Chiron and MMRC initiate PI cancer trials

Unlike many kinase inhibitors that only target vascular endothelial growth factor (VEGF), CHIR-258 inhibits receptors in the fibroblast growth factor (FGF) pathway, as well as VEGF and platelet-derived growth factor (PDGF).

FGF receptor tyrosine kinase inhibition is potentially of therapeutic significance to a group of myeloma patients whose cancer cells express high levels of surface FGF receptors.

Previous preclinical data showed that CHIR-258 inhibited multiple kinases associated with different cancers, including acute myeloid leukemia (AML) and multiple myeloma.

Multiple myeloma, also known as myeloma or plasma cell myeloma, is a progressive hematologic (blood) cancer of the plasma cell, an important part of the immune system that produces immunoglobulins (antibodies) to help fight infection and disease.

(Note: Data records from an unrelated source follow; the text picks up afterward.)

PR #265, opened 2021-08-13
Create rule S5883[php]: OS commands should not be vulnerable to argument injection attacks

eric-therond-sonarsource:
ticket: https://jira.sonarsource.com/browse/SONARSEC-2622


rules/S5883/php/rule.adoc
```diff
@@ -1 +1,43 @@
...
+`escapeshellcmd` doesn't prevent additional arguments to be injected:
+
+----
+exec(escapeshellcmd("/usr/bin/cat ".$_GET["arg"])); // Noncompliant
+----
+
+`escapeshellcmd` cancels any prior sanitization with `escapeshellarg`:
+
+----
+exec(escapeshellcmd("/usr/bin/cat ".escapeshellarg($_GET["arg"])); // Noncompliant
```
hendrik-buchwald-sonarsource, line 14:
```suggestion
exec(escapeshellcmd("/usr/bin/find ".escapeshellarg($_GET["arg"])); // Noncompliant
```

I like `find` over `cat` as an example command since `cat` likely does not have any dangerous options while `find` has.

rules/S5883/php/rule.adoc
```diff
@@ -1 +1,43 @@
-include::../rule.adoc[]
+include::../description.adoc[]
+
+== Noncompliant Code Example
+
+`escapeshellcmd` doesn't prevent additional arguments to be injected:
```
hendrik-buchwald-sonarsource, line 5: I am not completely sure myself how this has to be formulated but the current formulation does not feel right to me. Maybe like this?

```suggestion
`escapeshellcmd` doesn't prevent additional arguments from being injected:
```

rules/S5883/php/rule.adoc
```diff
@@ -1 +1,43 @@
...
+exec(escapeshellcmd("/usr/bin/cat ".$_GET["arg"])); // Noncompliant
+----
+
+`escapeshellcmd` cancels any prior sanitization with `escapeshellarg`:
+
+----
+exec(escapeshellcmd("/usr/bin/cat ".escapeshellarg($_GET["arg"])); // Noncompliant
+----
+
+fifth argument of the `mail` function accepts arguments that are added to the command line:
```
hendrik-buchwald-sonarsource, line 17: Since it is a new sentence and does not start with a function name I would capitalize it.

```suggestion
Fifth argument of the `mail` function accepts arguments that are added to the command line:
```

rules/S5883/php/rule.adoc
```diff
@@ -1 +1,43 @@
...
+
+== Compliant Solution
+
+`escapeshellarg` should be used to sanitize a specific argument:
+
+----
+exec("/usr/bin/cat ".escapeshellarg($_GET["arg"]));
+----
+
+fifth argument of the `mail` function can be secured with the use of an allowlist:
```
hendrik-buchwald-sonarsource, line 34: Same.

```suggestion
Fifth argument of the `mail` function can be secured with the use of an allowlist:
```

hendrik-buchwald-sonarsource (approved):
I left some suggestions.

It might make sense to briefly mention that user-controlled arguments still might be a security problem. The compliant solution will raise a hotspot, so then the developers would know why.

rules/S5883/php/rule.adoc
eric-therond-sonarsource: I can explain that in the generic description of the rule for sure, something like that:
`Command arguments constructed from user-controlled data should be sanitized in order to escape argument delimiters (eg: ', space, - ) and preventing injection of additional arguments. A single user-controlled argument may still lead to vulnerabilities if it corresponds to a dangerous option supported by the command, like -exec with the find command, in that case signal the end of options processing in the command line by the use of -- (double dash) or restrict the options to only trusted values.`

About the command itself I think `cat` could be still used but in a way to indicate that authorizing additional arguments can lead to some problems (it's not visible in the current code examples I agree):
```
// the attacker can cat files outside of the intended /public directory by passing additional arguments /public/file.txt /private/data.csv
exec("/usr/bin/cat /public/".$_GET["arg"]);
```

This rule is mainly about **additional** argument thus I am not super comfortable by using a command in code examples that allows a single dangerous argument like `-exec` with `find`.

what do you think?

hendrik-buchwald-sonarsource: Yea, makes sense!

Clinical symptoms of multiple myeloma include hypocalcaemia, anaemia, renal damage, increased susceptibility to bacterial infection, and impaired production of normal immunoglobulin. The disease also is characterised by diffuse osteoporosis (bone destruction), usually in the pelvis, spine, ribs and skull.

Multiple myeloma is the second most prevalent blood cancer after non-Hodgkin's lymphoma, representing approximately 1 per cent of all cancers and 2 per cent of all cancer deaths. The median age at diagnosis is about 71 years, and only 2 per cent of cases are diagnosed in individuals under the age of 45.

Statistics indicate both increasing incidence and earlier age of onset of multiple myeloma. Approximately 50,000 Americans currently have multiple myeloma, and the American Cancer Society estimates that approximately 15,980 new cases of multiple myeloma will be diagnosed in 2005.

This Phase I trial of CHIR-258 in multiple myeloma is designed to evaluate the safety, tolerability, and pharmacokinetic and pharmacodynamic profiles of CHIR-258 in these patients. The maximum tolerated dose for CHIR-258 has not been reached in current phase I trials, as demonstrated by preliminary data from a phase I trial of CHIR-258 in solid tumours recently presented in an award-winning poster at the recent American Society of Clinical Oncology (ASCO) meeting.

"The MMRC​ model fits well with Chiron's translational medicine approach to oncology drug development, and the multitargeted specificity of CHIR-258 makes it a promising candidate for development in solid and hematologic malignancies, including multiple myeloma."​ said Stephen Dilly, chief medical officer at Chiron BioPharmaceuticals.

Chiron currently has three ongoing Phase I clinical trials for CHIR-258: one in mixed solid tumours, one in AML, and, with the initiation of the MMRC trial, one in multiple myeloma. An additional Phase I trial in multiple myeloma is expected to begin enrolling patients in 2005. Selection of a first indication and dosing regimen for Phase II development is planned for 2005.

In recent years, research focusing on novel targeted approaches in treating myeloma has increased dramatically. The 2003 approval of Velcade, the first new drug of its class, showed that that novel targeted therapies offer great promise in effectively treating patients with multiple myeloma.

Velcade is now widely accepted as one of the most significant recent advances in the treatment of multiple myeloma. Today, Velcade is being explored in several clinical trials as a treatment for myeloma patients at all stages of disease.

Currently, several new therapeutic agents - including immunomodulatory drugs (IMiDs), such as Revlimid - are showing promise in treating myeloma. In addition, there are a number of emerging therapies, including IGF-1 inhibitors, histone deacetylase inhibitors, heat shock proteins-that may serve as new treatment approaches.

Only this week, Kosan Biosciences presented preliminary data on KOS-953, Kosan's proprietary formulation of the Hsp90 inhibitor 17-AAG, showing early signs of anticancer activity and tolerability when administered as single-agent therapy in a Phase I trial in heavily pre-treated patients with relapsed-refractory multiple myeloma.

Other new drugs currently under investigation in clinical trials, as well as the most promising new agents currently being studies in preclinical trials include Novartis' PTK-787/ ZK222584, which is currently in phase II clinical trials. It is an oral angiogenesis inhibitor; inhibiting myeloma cell growth as well as overcoming drug resistance in the lab

AstraZeneca's ZD6474 is currently in phase II. The drug candidate is an inhibitor of that acts by blocking receptors for vascular endothelial growth factor (VEGF).